What this task involves →
Within the entries below, count the lines that hold the string "signed" and give only that number.

(Stored data)
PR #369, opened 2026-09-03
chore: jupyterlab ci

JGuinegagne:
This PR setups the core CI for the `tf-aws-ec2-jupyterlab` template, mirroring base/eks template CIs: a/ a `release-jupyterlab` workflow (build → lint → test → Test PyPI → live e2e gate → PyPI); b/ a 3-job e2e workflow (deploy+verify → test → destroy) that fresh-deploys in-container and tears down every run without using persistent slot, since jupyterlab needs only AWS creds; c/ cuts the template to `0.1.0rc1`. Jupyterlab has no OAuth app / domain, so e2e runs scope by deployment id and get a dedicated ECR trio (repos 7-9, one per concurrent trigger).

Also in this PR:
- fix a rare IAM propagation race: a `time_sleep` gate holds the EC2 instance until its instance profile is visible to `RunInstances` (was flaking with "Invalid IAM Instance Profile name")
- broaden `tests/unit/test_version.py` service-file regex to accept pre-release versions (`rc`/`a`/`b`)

...

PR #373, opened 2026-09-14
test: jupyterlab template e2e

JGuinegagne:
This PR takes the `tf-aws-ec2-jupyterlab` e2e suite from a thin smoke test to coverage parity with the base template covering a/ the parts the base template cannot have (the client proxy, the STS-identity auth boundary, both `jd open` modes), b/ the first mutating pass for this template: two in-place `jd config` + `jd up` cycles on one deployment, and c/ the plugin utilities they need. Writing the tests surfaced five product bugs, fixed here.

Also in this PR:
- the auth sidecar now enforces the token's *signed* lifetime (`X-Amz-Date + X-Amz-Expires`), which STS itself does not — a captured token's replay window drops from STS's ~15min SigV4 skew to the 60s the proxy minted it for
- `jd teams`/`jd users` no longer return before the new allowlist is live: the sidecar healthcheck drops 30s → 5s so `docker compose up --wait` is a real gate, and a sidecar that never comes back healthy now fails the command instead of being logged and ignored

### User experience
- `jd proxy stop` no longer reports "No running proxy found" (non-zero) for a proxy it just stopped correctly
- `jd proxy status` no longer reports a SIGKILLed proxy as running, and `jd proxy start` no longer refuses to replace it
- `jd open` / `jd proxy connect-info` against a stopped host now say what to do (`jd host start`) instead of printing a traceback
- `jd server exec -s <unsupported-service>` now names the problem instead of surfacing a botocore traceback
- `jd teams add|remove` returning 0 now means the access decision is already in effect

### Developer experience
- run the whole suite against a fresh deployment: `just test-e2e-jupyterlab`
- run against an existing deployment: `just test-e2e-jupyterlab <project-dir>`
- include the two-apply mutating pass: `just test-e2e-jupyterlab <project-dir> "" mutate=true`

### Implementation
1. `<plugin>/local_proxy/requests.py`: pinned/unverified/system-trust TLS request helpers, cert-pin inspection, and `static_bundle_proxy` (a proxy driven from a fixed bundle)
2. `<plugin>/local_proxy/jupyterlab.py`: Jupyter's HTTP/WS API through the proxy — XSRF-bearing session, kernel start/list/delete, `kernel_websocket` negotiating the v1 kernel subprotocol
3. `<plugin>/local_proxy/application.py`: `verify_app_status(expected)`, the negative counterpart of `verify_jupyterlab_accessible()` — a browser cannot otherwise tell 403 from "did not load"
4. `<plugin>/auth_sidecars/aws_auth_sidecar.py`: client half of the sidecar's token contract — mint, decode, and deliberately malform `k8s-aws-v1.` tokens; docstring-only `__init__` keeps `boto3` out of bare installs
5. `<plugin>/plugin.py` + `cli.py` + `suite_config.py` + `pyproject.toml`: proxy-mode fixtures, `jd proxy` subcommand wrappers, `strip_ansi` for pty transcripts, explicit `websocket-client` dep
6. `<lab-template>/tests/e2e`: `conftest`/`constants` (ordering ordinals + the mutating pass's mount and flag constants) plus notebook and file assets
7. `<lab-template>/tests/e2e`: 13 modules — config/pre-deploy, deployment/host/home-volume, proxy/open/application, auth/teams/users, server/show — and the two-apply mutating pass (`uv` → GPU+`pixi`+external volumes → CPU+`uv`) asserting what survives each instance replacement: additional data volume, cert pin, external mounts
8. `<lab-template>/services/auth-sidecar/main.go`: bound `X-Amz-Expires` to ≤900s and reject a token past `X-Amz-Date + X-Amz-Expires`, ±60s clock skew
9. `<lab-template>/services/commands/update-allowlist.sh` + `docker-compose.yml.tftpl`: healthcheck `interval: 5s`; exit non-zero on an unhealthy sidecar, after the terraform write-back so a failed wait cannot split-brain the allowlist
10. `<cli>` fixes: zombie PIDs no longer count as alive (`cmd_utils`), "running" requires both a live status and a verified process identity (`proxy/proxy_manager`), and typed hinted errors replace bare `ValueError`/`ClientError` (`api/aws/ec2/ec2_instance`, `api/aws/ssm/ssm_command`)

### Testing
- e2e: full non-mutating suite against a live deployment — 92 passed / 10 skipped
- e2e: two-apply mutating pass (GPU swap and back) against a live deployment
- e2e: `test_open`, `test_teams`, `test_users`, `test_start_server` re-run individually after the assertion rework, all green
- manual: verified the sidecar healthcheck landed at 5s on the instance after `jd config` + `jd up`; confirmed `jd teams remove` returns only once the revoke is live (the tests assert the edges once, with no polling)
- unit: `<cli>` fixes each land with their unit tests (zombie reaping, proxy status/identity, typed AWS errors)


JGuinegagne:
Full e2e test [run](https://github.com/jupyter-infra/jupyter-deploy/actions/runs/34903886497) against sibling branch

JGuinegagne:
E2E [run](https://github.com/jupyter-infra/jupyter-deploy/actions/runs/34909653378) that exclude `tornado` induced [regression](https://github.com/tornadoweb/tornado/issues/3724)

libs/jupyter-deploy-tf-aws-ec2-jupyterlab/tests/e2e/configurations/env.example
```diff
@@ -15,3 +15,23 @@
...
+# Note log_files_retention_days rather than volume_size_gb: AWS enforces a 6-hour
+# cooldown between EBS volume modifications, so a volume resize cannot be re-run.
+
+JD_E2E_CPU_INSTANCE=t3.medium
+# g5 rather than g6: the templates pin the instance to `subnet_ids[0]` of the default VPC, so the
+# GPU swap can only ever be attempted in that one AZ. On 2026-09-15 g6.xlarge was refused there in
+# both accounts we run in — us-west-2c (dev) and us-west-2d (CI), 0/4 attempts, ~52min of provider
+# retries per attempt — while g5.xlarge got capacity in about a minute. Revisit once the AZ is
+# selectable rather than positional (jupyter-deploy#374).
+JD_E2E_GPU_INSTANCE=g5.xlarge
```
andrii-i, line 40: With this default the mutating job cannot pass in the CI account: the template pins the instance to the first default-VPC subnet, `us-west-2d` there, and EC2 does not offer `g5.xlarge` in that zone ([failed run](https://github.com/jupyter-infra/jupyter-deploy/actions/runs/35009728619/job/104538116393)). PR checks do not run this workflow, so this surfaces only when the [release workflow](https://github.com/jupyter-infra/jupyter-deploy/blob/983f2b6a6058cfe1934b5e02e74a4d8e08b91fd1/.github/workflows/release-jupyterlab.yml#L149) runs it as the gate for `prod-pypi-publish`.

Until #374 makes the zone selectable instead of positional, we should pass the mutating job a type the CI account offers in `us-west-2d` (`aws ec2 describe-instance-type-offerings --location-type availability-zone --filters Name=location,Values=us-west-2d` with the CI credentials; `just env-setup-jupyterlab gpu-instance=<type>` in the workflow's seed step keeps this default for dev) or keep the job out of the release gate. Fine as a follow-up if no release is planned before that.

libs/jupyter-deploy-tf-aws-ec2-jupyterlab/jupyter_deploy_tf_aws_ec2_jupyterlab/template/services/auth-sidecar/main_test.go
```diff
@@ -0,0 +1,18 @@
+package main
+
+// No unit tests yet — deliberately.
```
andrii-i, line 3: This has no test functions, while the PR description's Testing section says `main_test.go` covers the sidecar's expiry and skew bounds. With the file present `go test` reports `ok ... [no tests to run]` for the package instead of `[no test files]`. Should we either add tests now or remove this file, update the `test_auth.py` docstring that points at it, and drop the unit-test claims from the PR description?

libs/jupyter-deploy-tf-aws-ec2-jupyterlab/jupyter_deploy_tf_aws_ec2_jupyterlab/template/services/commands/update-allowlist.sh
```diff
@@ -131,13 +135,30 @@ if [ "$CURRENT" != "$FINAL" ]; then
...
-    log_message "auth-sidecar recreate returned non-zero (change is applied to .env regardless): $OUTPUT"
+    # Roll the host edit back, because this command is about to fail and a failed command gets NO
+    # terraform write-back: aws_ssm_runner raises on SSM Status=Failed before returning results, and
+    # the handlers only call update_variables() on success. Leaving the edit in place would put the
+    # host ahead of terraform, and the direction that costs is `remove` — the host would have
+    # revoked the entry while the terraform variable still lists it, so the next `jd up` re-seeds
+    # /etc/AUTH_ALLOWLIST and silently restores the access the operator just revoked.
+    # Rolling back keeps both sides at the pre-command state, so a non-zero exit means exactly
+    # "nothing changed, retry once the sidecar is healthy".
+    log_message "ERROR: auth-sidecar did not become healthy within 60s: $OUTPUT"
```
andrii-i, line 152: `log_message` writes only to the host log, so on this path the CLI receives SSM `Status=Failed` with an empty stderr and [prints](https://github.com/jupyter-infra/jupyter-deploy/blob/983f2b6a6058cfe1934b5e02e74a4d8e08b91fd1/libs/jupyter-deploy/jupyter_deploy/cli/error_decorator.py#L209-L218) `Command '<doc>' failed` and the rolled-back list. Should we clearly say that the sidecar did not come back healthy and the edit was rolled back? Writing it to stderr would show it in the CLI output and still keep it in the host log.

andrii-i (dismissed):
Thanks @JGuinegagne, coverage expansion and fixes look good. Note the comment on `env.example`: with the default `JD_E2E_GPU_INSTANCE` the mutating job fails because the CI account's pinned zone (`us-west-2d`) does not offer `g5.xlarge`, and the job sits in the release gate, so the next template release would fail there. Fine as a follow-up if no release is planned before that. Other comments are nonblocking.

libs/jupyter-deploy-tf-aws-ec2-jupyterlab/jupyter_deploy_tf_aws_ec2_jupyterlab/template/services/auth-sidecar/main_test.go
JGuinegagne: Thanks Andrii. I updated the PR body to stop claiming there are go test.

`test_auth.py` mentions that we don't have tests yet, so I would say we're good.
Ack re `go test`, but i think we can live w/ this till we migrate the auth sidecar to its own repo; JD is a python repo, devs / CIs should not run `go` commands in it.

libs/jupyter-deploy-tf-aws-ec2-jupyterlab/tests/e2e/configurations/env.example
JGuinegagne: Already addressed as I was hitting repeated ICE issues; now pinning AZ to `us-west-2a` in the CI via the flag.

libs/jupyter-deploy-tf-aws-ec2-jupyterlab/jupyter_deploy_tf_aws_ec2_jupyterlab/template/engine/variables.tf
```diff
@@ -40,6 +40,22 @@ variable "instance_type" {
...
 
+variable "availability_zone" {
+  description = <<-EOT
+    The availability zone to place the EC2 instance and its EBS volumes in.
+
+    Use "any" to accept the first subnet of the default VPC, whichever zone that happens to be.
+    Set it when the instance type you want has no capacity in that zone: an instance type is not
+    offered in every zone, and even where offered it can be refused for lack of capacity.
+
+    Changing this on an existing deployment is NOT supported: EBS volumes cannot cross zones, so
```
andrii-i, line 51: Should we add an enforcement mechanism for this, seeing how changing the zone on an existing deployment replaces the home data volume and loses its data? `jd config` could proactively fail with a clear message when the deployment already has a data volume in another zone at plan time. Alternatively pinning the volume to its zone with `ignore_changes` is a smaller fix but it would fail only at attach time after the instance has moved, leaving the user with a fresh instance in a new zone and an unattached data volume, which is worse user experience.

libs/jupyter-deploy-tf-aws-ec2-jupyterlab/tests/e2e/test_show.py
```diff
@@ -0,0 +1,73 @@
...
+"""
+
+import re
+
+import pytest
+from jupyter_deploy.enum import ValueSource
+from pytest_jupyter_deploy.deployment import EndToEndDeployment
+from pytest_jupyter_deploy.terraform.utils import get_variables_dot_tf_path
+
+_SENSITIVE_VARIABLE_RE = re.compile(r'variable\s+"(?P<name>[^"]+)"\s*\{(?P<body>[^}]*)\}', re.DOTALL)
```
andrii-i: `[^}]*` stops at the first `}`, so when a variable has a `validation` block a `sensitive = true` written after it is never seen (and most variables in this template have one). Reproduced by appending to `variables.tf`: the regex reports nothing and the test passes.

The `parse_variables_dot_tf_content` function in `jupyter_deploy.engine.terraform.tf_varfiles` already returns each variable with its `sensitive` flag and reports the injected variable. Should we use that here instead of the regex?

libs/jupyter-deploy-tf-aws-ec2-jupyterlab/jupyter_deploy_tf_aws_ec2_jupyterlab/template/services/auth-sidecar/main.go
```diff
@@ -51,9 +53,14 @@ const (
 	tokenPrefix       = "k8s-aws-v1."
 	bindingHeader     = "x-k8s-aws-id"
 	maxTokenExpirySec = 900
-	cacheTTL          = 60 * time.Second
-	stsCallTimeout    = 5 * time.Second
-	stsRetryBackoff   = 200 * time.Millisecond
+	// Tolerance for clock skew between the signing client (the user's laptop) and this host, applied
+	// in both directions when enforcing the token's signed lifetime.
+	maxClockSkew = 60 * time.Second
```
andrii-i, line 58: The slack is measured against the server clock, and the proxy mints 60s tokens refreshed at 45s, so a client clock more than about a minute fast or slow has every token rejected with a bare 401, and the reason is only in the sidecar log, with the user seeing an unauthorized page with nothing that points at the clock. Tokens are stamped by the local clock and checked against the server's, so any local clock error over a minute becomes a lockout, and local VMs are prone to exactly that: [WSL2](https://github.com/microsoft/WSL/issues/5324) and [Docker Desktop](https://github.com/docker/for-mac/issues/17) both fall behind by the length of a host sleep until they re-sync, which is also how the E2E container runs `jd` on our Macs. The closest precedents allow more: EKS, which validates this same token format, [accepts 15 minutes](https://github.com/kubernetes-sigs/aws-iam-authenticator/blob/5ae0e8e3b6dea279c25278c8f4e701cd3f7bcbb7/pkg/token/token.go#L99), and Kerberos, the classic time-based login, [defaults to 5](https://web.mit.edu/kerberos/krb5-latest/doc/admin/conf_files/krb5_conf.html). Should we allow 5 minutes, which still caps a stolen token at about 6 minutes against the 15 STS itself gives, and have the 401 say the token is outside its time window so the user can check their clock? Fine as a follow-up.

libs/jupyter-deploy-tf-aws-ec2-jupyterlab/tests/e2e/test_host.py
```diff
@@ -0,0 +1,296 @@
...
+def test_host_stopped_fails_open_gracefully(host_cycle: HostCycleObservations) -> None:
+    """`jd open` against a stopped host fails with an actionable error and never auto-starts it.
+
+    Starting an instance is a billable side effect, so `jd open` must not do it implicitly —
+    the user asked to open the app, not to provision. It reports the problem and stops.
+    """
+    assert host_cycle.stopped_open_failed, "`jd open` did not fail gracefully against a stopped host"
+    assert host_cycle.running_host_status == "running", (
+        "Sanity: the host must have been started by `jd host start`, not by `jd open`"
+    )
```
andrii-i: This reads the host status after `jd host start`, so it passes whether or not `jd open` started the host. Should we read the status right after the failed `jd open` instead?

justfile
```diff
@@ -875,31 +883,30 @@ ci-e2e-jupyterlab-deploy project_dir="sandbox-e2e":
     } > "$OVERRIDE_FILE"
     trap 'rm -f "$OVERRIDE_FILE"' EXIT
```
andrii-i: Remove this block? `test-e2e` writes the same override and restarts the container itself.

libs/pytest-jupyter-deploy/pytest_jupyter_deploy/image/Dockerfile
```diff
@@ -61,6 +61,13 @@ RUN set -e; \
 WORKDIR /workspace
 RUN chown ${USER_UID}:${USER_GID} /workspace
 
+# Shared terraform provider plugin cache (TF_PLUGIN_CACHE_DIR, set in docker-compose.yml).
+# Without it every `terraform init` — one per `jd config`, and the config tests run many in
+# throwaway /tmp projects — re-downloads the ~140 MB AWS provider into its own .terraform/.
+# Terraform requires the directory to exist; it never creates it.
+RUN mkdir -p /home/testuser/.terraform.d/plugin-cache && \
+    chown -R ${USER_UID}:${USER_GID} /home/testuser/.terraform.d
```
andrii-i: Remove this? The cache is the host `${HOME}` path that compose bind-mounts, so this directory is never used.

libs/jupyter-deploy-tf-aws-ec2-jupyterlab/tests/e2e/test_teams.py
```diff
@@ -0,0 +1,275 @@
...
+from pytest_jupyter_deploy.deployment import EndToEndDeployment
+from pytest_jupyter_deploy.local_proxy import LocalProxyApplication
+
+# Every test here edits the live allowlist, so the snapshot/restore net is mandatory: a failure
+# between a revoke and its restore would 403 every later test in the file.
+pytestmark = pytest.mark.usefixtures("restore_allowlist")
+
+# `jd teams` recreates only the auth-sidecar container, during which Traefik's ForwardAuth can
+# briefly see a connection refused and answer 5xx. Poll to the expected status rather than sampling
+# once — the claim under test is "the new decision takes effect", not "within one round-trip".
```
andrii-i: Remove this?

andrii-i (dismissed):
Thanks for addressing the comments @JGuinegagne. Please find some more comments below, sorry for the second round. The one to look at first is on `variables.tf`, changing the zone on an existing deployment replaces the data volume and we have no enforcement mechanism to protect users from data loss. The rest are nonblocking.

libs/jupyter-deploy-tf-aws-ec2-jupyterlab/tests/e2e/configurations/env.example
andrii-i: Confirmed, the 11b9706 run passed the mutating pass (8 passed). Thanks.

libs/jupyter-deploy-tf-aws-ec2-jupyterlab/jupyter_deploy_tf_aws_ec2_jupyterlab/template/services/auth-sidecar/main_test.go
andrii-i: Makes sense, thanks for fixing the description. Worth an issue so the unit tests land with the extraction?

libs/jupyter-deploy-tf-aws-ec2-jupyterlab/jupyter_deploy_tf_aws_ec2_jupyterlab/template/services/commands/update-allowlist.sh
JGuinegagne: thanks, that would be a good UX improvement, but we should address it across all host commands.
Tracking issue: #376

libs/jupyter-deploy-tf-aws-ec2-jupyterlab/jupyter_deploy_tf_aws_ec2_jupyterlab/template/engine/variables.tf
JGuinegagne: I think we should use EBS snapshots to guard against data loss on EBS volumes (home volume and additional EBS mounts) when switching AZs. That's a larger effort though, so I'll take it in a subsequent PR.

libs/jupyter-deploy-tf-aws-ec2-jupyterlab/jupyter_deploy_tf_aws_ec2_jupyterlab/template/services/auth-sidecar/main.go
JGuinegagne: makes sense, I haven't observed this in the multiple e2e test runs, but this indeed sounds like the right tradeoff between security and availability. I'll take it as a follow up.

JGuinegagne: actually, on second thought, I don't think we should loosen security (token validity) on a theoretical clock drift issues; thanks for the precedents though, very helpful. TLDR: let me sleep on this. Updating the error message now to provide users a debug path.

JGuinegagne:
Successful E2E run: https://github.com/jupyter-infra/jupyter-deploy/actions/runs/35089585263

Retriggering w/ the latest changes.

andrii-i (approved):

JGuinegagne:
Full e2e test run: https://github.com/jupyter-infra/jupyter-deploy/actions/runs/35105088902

Exercise result →
2